Mechanisms of Prediction and Potential Causation of Organophosphate Induced Delayed Neurotoxicity.

Abstract

Organophosphorus (OP) compounds, used in insecticides, pharmaceuticals, and weapons of biochemical warfare inhibit serine hydrolases. Exposure to OP compounds has shown that a phosphylation of certain serine esterases results in two distinct types of toxicities: an acute cholinergic toxicity associated with inhibition of acetylcholinesterase (AChE), and a more chronic toxicity associated with the inhibition and aging of neuropathy target esterase (NTE).

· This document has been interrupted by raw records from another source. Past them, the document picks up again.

PR #98, opened 2023-04-24
[PR1] DEV-152 Vehicle Refactor

smorsua:
The Measurement model has been split into NumericMeasurement, EnumMeasurement and BooleanMeasurement, so all of the following changes are to accommodate these new models. We store them as any differentiate them by using a type switch.


lipezaballa (changes requested):

src/vehicle/constructor.go
```diff
@@ -0,0 +1,251 @@
...
+		onConnectionChange: args.OnConnectionChange,
+		trace:              vehicleTrace,
+	}
+
+	vehicle.sniffer.Listen(dataChan)
+
+	return vehicle
+}
+
+func createSniffer(global excel_models.GlobalInfo, config Config, trace zerolog.Logger) sniffer.Sniffer {
```
jmaralo, line 71: put this and `getFilter` in the sniffer module

src/vehicle/constructor.go
```diff
@@ -0,0 +1,251 @@
...
+	sniffer, err := sniffer.New(filter, config.Network.Sniffer)
+
+	if err != nil {
+		trace.Fatal().Stack().Err(err).Msg("error creating sniffer")
+	}
+
+	return *sniffer
+}
+
+func createPipes(global excel_models.GlobalInfo, dataChan chan<- packet.Packet, onConnectionChange func(string, bool), config Config, trace zerolog.Logger) map[string]*pipe.Pipe {
```
jmaralo, line 82: put this and `getOnConnectionChange` in the pipe module

src/vehicle/constructor.go
```diff
@@ -0,0 +1,251 @@
...
+	return pipes
+}
+
+func getOnConnectionChange(board string, onConnectionChange func(string, bool)) func(bool) {
+	return func(state bool) {
+		onConnectionChange(board, state)
+	}
+}
+
+func createPacketParser(global excel_models.GlobalInfo, boards map[string]excel_models.Board, trace zerolog.Logger) (packet_parser.PacketParser, error) {
```
jmaralo, line 103: put this and all the necessary functions in the packet parser module

src/vehicle/constructor.go
```diff
@@ -0,0 +1,251 @@
...
+		tcpAddrDst = fmt.Sprintf("%s or (dst host %s)", tcpAddrDst, addr)
+	}
+	tcpAddrSrc = strings.TrimPrefix(tcpAddrSrc, " or ")
+	tcpAddrDst = strings.TrimPrefix(tcpAddrDst, " or ")
+	tcp = fmt.Sprintf("%s and (%s) and (%s)", tcp, tcpAddrSrc, tcpAddrDst)
+
+	filter := fmt.Sprintf("(%s) or (%s) or (%s)", ipip, udp, tcp)
+	trace.Trace().Strs("addrs", addrs).Str("filter", filter).Msg("new filter")
+	return filter
+}
```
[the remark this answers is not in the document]
jmaralo: split into three functions: `getIPIPfilter`, `getUDPFilter` and `getTCPFilter`

src/vehicle/vehicle.go
```diff
@@ -1,126 +1,172 @@
...
 	trace zerolog.Logger
 }
 
-func (vehicle *Vehicle) Listen(updateChan chan<- models.Update, messagesChan chan<- interface{}) {
-	vehicle.trace.Info().Msg("start listening")
-	go func() {
-		for raw := range vehicle.updateChan {
-			rawCopy := make([]byte, len(raw))
-			copy(rawCopy, raw)
+func (vehicle *Vehicle) Listen(updateChan chan<- models.PacketUpdate, protectionChan chan<- models.Protection) {
```
jmaralo, line 38: split into two functions

src/vehicle/vehicle.go
```diff
@@ -1,126 +1,172 @@
...
+	vehicle.trace.Debug().Msg("vehicle listening")
+	for raw := range vehicle.dataChan {
+		payloadCopy := make([]byte, len(raw.Payload))
+		copy(payloadCopy, raw.Payload)
+
+		switch id := raw.Metadata.ID; {
```
jmaralo, line 44: This is not decoding orders but it could receive orders

src/vehicle/vehicle.go
```diff
@@ -1,126 +1,172 @@
...
+
 			if err != nil {
-				vehicle.trace.Error().Stack().Err(err).Str("raw", fmt.Sprintf("%#v", string(raw))).Msg("parse message")
+				vehicle.trace.Error().Err(err).Msg("error decoding protection")
 				continue
 			}
-			messagesChan <- msg
+			protectionChan <- protection
+		default:
+			fmt.Println("UNEXPECTED VALUE")
```
jmaralo, line 67: use trace instead

src/vehicle/vehicle.go
```diff
@@ -1,126 +1,172 @@
...
 		}
-	}()
 
+	}
 }
 
 func (vehicle *Vehicle) SendOrder(order models.Order) error {
```
jmaralo, line 73: missing bitarray encoding (even if FW isn't using it put the code and we can comment it if we don't want it)

src/vehicle/vehicle.go
```diff
@@ -1,126 +1,172 @@
...
 	return err
 }
 
-func fieldsValuesToMap(fields map[string]models.Field) map[string]any {
-	valuesMap := make(map[string]any)
+func (vehicle *Vehicle) applyUnitConversion(values map[string]packet.Value) map[string]packet.Value {
+	newValues := make(map[string]packet.Value)
+
+	for name, value := range values {
+		switch typedValue := value.(type) {
```
jmaralo, line 107: put the switch in its own function

src/vehicle/vehicle.go
```diff
@@ -1,126 +1,172 @@
...
+	for name, field := range order.Fields {
+		switch value := field.Value.(type) {
+		case float64:
+			values[name] = packet.Numeric(value)
+		case bool:
+			values[name] = packet.Boolean(value)
+		case string:
+			values[name] = packet.Enum(value)
+		default:
+			trace.Error().Msg("order field value not recognized")
```
jmaralo, line 157: store the type (with `.Str("type", fmt.Sprintf("%T", field.Value))`) and the name (with `.Str("name", name)`)

jmaralo (changes requested):
It's ok, but I prefer the previous implementation of the parser where each ID had a kind associated and then a map from kind to decoder and from kind to encoder, it was more flexible and easier to use. Then to use it with the rest you just had to convert the internal parser types to PacketUpdate, Order, etc.

I feel most changes to vehicle just make it harder to read and make functions longer.

If you don't want to roll back some changes is alright because this will work and not much more changes need to be made, but that is my general impression

lipezaballa (approved):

OP induced delayed neurotoxicity (OPIDN) occurs when a threshold of NTE is inhibited and aged, and is characterized by axonopathies in the peripheral and central nervous systems 1-4 weeks after exposure. An accurate in vivo model of OPIDN is difficult to develop, due to interspecies variations of inhibitor sensitivity and metabolism. Understanding the mechanism of inhibition and aging of serine esterases by OP compounds and correlating this with pathological axonopathies are important for research on OPIDN. Fluorinated aminophosphonates (FAP) are a group of OP compounds that were hypothesized to inhibit serine esterases through a scission in a chemically stable carbon-phosphorus bond. Through the use of surface enhanced laser desorption/absorption time of flight mass spectrometry, the FAP compounds were shown to covalently phosphorylate the active site serine of butyrylcholinesterase and subsequently age through dealkylation. To begin modeling OPIDN, correlations were found in the bimolecular rate constants of inhibition of AChE and NTE using hen brain, mouse brain, and human recombinant enzymes. Furthermore, correlations in relative inhibitory potentials were found that could predict the neuropathic potential of OP compounds. Finally, two point mutations in NTE were found in patients with a hereditary spastic paraplegia that had clinical presentations similar to OPIDN. Through site-directed mutagenesis, these mutations were created in the catalytic domain of NTE and found to have altered enzymological properties, including reduced kinetic rates of substrate hydrolysis, inhibition, and aging. This research reveals that the mechanism of inhibition by OP compounds can be elucidated using mass spectrometry. Additionally, associations of kinetic values between rodents, hens, and humans may lead to further modeling of OPIDN. In conclusion, alterations in the enzymological properties of NTE may be associated with pathology presented in patients with and associated motor neuron disease.